■ **What is needed**
What is the number of lines in the data that contain "with"? Nothing besides that number, please.

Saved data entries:
PR #299, opened 2021-06-28
Update alt with aria-label

kelsonic:
# Description

This PR resolves an a11y issue with the `Download (PDF)` links on CLPs.


mpelzsherman (approved):
LGTM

■ **Result below**
2